» Problem
If a line in the data below includes the string "routing", please return a copy of it.

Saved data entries
=====

PR #683, opened 2026-07-12
perf(diskann): reuse VisitedSet across searches, add search_with and allocation regression test

### LINKED ISSUE #677: diskann: search() allocates an O(n) VisitedSet per query — the pre-allocated reusable set is never used
## Summary

`DiskAnnIndex::search()` allocates a fresh `VisitedSet` on every query, and the set it pre-allocates at build time is unreachable dead weight. At 1M vectors this is roughly 8 MB of zero-filled heap allocation per query, which caps QPS on native and is even more expensive under wasm's dlmalloc (relevant to the #675 / #676 wasm path, where memory churn never returns to the OS).

Verified at main `c55e9e89`.

## Details

- `build()` pre-allocates a reusable set: `self.visited = Some(VisitedSet::new(n))` (index.rs:157-158), with the comment "Reusable visited set for search (avoids per-query allocation)" (index.rs:73-74).
- But `search(&self, ...)` (index.rs:169) takes a shared reference, so it can never hand out `&mut self.visited`. It calls the public `graph.greedy_search` (index.rs:183), which is documented as "allocates its own VisitedSet" and does exactly that: `let mut visited = VisitedSet::new(vectors.len())` (graph.rs:207-216).
- `VisitedSet::new(n)` allocates and zero-fills two vectors: `bits: vec![0u64; (n+63)/64]` and `gens: vec![0u64; n]` (distance.rs:191-196). The `gens` vector alone is `8n` bytes, so every query pays an O(n) allocation plus an O(n) zero-fill before the first hop. The generation-counter design exists precisely to amortize this to O(1) per query via `clear()`, but the reuse path is never taken.

## Measurable impact

- Per-query heap allocation: ~8.1 MB at n = 1,000,000 (should be 0 after the first query).
- The O(n) zero-fill makes per-query cost grow linearly with index size even when the beam search itself touches a few hundred nodes. On a sublinear-ANN index this is the dominant fixed cost at scale.
- Under wasm32 this also grows the linear memory high-water mark by one full set per in-flight query.

## Suggested fix

Any of:

1. Wrap the reusable set in interior mutability (`RefCell<VisitedSet>` for the single-threaded/wasm case, or a small pool / `thread_local!` for parallel native), and route `search()` through `greedy_search_fast(&mut visited)`.
2. Add a `search_with(&self, query, k, visited: &mut VisitedSet)` entry point and keep `search()` as the allocating convenience wrapper, so hot callers (and the napi/wasm bindings) can hold one set per handle.

Option 2 is fully non-breaking. We run the same generation-counter design with a reused set in khive's vamana crate (`ohdearquant/khive`, `crates/khive-vamana`) including a wrap-safe generation bump, and are happy to send a PR if you want this.

## Acceptance

- Steady-state `search()` performs zero heap allocation attributable to the visited set (verifiable with a counting allocator in a test).
- p50/p99 search latency at n = 1M improves or is unchanged; recall is bit-identical (the set semantics do not change).

ohdearquant:
## Summary

This change removes the per-query `VisitedSet` allocation from hot `DiskAnnIndex::search()` calls while preserving the existing API and result ordering.

- Adds `DiskAnnIndex::search_with`, which accepts a caller-owned `VisitedSet` and routes directly through `VamanaGraph::greedy_search_fast`.
- Replaces the unreachable preallocated `visited` field with a bounded `std::sync::Mutex<Vec<VisitedSet>>` pool. The normal single-threaded path checks out and returns one preallocated set. An empty or contended pool falls back to a fresh set, and the pool retains at most four sets.
- Makes generation rollover safe by fully zeroing the visited storage when the `u64` generation reaches its maximum.
- Handles index-size mismatches by resizing and fully resetting the caller's visited storage. Repeated searches at the same size retain the O(1) generation-counter reset.
- Adds deterministic equivalence coverage across 100 queries against both `search_with` and the pre-fix allocating algorithm shape.
- Adds a counting-allocator regression test covering 100 hot pooled searches after warmup.

Fixes #677

## Measurements

`bench_search_hot` builds seeded random unit vectors with `d=128`, then measures 2,000 single-threaded searches at `k=10` in a release build. Build settings are `R=4`, `L_build=8`, `L_search=64`, and `alpha=1.0`. The table reports the median of three runs per configuration. Additional raw samples are retained where visible host variance prompted repeat collection.

| Vectors | Metric | Before | After |
| ---: | --- | ---: | ---: |
| 100,000 | p50 latency | 41.333 us | 29.042 us |
| 100,000 | p99 latency | 301.417 us | 116.208 us |
| 100,000 | Queries/sec | 18,111.622 | 27,236.237 |
| 100,000 | Visited-state allocation/query | 812,504 bytes | 0 bytes |
| 250,000 | p50 latency | 54.666 us | 33.084 us |
| 250,000 | p99 latency | 486.834 us | 116.417 us |
| 250,000 | Queries/sec | 5,524.658 | 22,139.261 |
| 250,000 | Visited-state allocation/query | 2,031,256 bytes | 0 bytes |

Allocation values are the exact backing storage requested by the old `VisitedSet::new` path: the `n * size_of::<u64>()` generation array plus the bit-vector storage. The after value is the steady-state visited-state allocation after one warmup. The regression test additionally asserts that 100 hot searches allocate zero blocks at or above the 2,000,000-byte generation-array size and less than 300,000 bytes total for all other search output and candidate storage combined.

Hardware: Apple M2 Max, 32 GB RAM, macOS 26.6. Searches were single-threaded and binaries used the Cargo release profile.

Reproduce with `cargo run --release -p ruvector-diskann --example bench_search_hot`. The benchmark commit predates the fix commit on this branch, so before numbers come from checking out the benchmark commit alone.

## Compatibility and safety

The public `search` signature and behavior remain unchanged. The new `search_with` API allows explicit reuse where callers want to own query scratch state. Search candidates, exact re-ranking, and ordering are unchanged.

The pool uses only the standard library, adds no dependency, and does not assume threads exist. This keeps the single-thread pool path suitable for `wasm32`. The upstream crate baseline currently fails `wasm32-unknown-unknown` compilation in `getrandom` because its JavaScript feature is not enabled, so no new wasm target regression was introduced or masked here.

## Verification

- `cargo fmt -p ruvector-diskann`
- `cargo clippy -p ruvector-diskann --all-targets -- -D warnings`
- `cargo test -p ruvector-diskann`
- `cargo build --release -p ruvector-diskann --examples`, on both the unfixed and fixed source


ohdearquant:
CI note — the red checks on this PR are not caused by this diff:

- **`Clippy (deny warnings)`**: pre-existing failure in `crates/ruvector-rabitq/src/persist.rs:194` (`useless_borrows_in_formatting` on `MAGIC, &magic`), present on `main` — unrelated to this branch.
- **`dependency-review (PRs only)`**: errors with *"Dependency review is not supported on this repository. Please ensure that Dependency graph is enabled"* — a repo Settings toggle, fails on every PR.
- **`Security audit` / `cargo audit` / `cargo deny`**: these are the RustSec advisories cleared by #682. This branch was cut before those dependency bumps, so it still carries them. Merging #682 first (or rebasing this branch on top of it) turns the audit gates green.

The DiskANN build and test jobs for this change all pass.

PR #684, opened 2026-07-12
fix(diskann): tombstone deletes with vector preservation, local graph repair, and delete_deferred escape hatch

### LINKED ISSUE #679: diskann: delete() can return deleted ids, injects NaN into result ordering, and degrades recall — tombstone filter + local graph repair
## Summary

`delete()` fills the vector with NaN and removes the id from `id_reverse`, but leaves the graph adjacency and the `id_map` entry untouched (index.rs:207-216, distance.rs:46-51). Three concrete consequences, all verified at main `c55e9e89`:

1. **Deleted ids can still be returned by search.** `search()` re-ranks through `self.id_map[id as usize]` (index.rs:196), which still holds the deleted id. Nothing in the search path consults `id_reverse` or any tombstone set.
2. **NaN distances make result ordering arbitrary.** Every distance against a deleted point is NaN, and both the beam search and the re-rank sort use `partial_cmp(...).unwrap_or(Ordering::Equal)` (index.rs:190, graph.rs), so NaN entries compare Equal to everything and land at arbitrary positions, including inside the top-k.
3. **Recall decays as deletes accumulate.** Edges into and out of deleted nodes are never repaired, so points whose graph paths ran through deleted nodes become hard or impossible to reach. Long-lived mutating deployments (exactly the browser/edge sessions targeted by #676) degrade monotonically with no recovery short of a full rebuild.

## Suggested fix, in two independent stages

**Stage 1 (correctness, small):** keep a tombstone bitset. Beam search may still traverse tombstoned nodes (as routing waypoints) but must never emit them: filter tombstones from the candidate list before re-rank, and skip NaN by construction (distance against tombstoned nodes is only needed for routing, and with a bitset you can keep the original vector data instead of NaN-filling, which also removes the NaN-ordering hazard entirely). Deleted ids never appear in results; ordering stays total.

**Stage 2 (quality, medium): local repair on delete.** For each in-neighbor u of a deleted node d, splice d's out-neighbors into u's candidate set and `robust_prune(u, neighbors(u) + neighbors(d) \ {d}, alpha)`. This is O(in-degree x degree) per delete, preserves graph connectivity, and avoids any rebuild. The crate already has `robust_prune`; the only new requirement is an in-neighbor lookup (either a reverse adjacency list or a bounded scan). We ship this two-hop repair in khive's vamana crate (`ohdearquant/khive`, `crates/khive-vamana`), along with a batch tombstone-only escape hatch for callers that prefer deferred repair, and can port both as a PR.

## Measurable impact / acceptance

- After deleting any id, a search for its exact vector never returns the deleted id (today it can).
- With vector data preserved and tombstones filtered, no NaN ever enters a distance computation; sorts are total.
- Recall@10 after deleting a random 20% of a 100k index stays within 1-2 points of a fresh build over the surviving 80% (with stage 2 repair); tombstone-only (stage 1) documents its measured degradation instead of corrupting silently.
- `count()` and persisted state reflect deletions consistently.

ohdearquant:
## Summary

- Preserve deleted vectors and track deletion state in a tombstone bitset so distance calculations remain finite and deterministic.
- Filter tombstoned candidates before exact re-ranking so deleted IDs cannot appear in search results.
- Repair the graph locally on normal deletes, while exposing `delete_deferred()` for callers that prefer tombstone-only deletion and later batch cleanup.
- Persist tombstones and report the live vector count consistently across save and load.

Fixes #679

## Design

Deletion now marks the internal vector position in a packed tombstone set and removes the external ID from the live reverse map. The original vector values remain unchanged. This removes the prior NaN distance hazard and lets tombstoned nodes remain valid routing waypoints when deletion is deferred. Search filters tombstones before exact re-ranking and uses a total floating-point ordering.

The default `delete()` path performs local graph repair. Because this crate does not maintain reverse adjacency, it finds the deleted node's in-neighbors by scanning the bounded-degree adjacency in O(n * degree) time per deletion. For each live in-neighbor, it combines the node's existing candidates with the deleted node's live out-neighbors, removes deleted candidates, and applies the existing alpha robust-prune selection with the configured maximum degree. The deleted node is then removed from all adjacency. Tombstoned sources and candidates are short-circuited during the scan.

`delete_deferred()` is the low-latency escape hatch. It records the tombstone without modifying graph edges, allowing callers to defer repair or rebuild work. Unknown IDs and repeated deletes return `DiskAnnError::NotFound`.

## Measurements

Recall is recall@10 against brute-force ground truth over surviving vectors after seeded random deletion of 20% of the index. Main is unmeasurable because deleted IDs can be returned, invalidating survivor-only recall.

| Vectors | Main | Tombstone only | Tombstone + repair | Fresh rebuild |
| ---: | ---: | ---: | ---: | ---: |
| 20,000 | Unmeasurable | 0.9940 | 0.9960 | 0.9960 |
| 100,000 | Unmeasurable | 0.9680 | 0.9760 | 0.9820 |

| Vectors | Tombstone-only median delete | Repair median delete |
| ---: | ---: | ---: |
| 20,000 | 0.875 us | 670.917 us |
| 100,000 | 1.166 us | 1,392.917 us |

Measured on an Apple M2 Max, single-threaded, with the release profile. The raw machine-readable output is produced by `bench_delete_recall`.

## Validation

- `cargo fmt -p ruvector-diskann`
- `cargo clippy -p ruvector-diskann --all-targets -- -D warnings`
- `cargo test -p ruvector-diskann`

## WASM

The implementation uses only the Rust standard library, adds no dependencies, and remains compatible with the crate's WASM builds.


ohdearquant:
CI note — the red checks on this PR are not caused by this diff:

- **`Clippy (deny warnings)`**: pre-existing failure in `crates/ruvector-rabitq/src/persist.rs:194` (`useless_borrows_in_formatting` on `MAGIC, &magic`), present on `main` — unrelated to this branch.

=====

» Written response
**Stage 1 (correctness, small):** keep a tombstone bitset. Beam search may still traverse tombstoned nodes (as routing waypoints) but must never emit them: filter tombstones from the candidate list before re-rank, and skip NaN by construction (distance against tombstoned nodes is only needed for routing, and with a bitset you can keep the original vector data instead of NaN-filling, which also removes the NaN-ordering hazard entirely). Deleted ids never appear in results; ordering stays total.
Deletion now marks the internal vector position in a packed tombstone set and removes the external ID from the live reverse map. The original vector values remain unchanged. This removes the prior NaN distance hazard and lets tombstoned nodes remain valid routing waypoints when deletion is deferred. Search filters tombstones before exact re-ranking and uses a total floating-point ordering.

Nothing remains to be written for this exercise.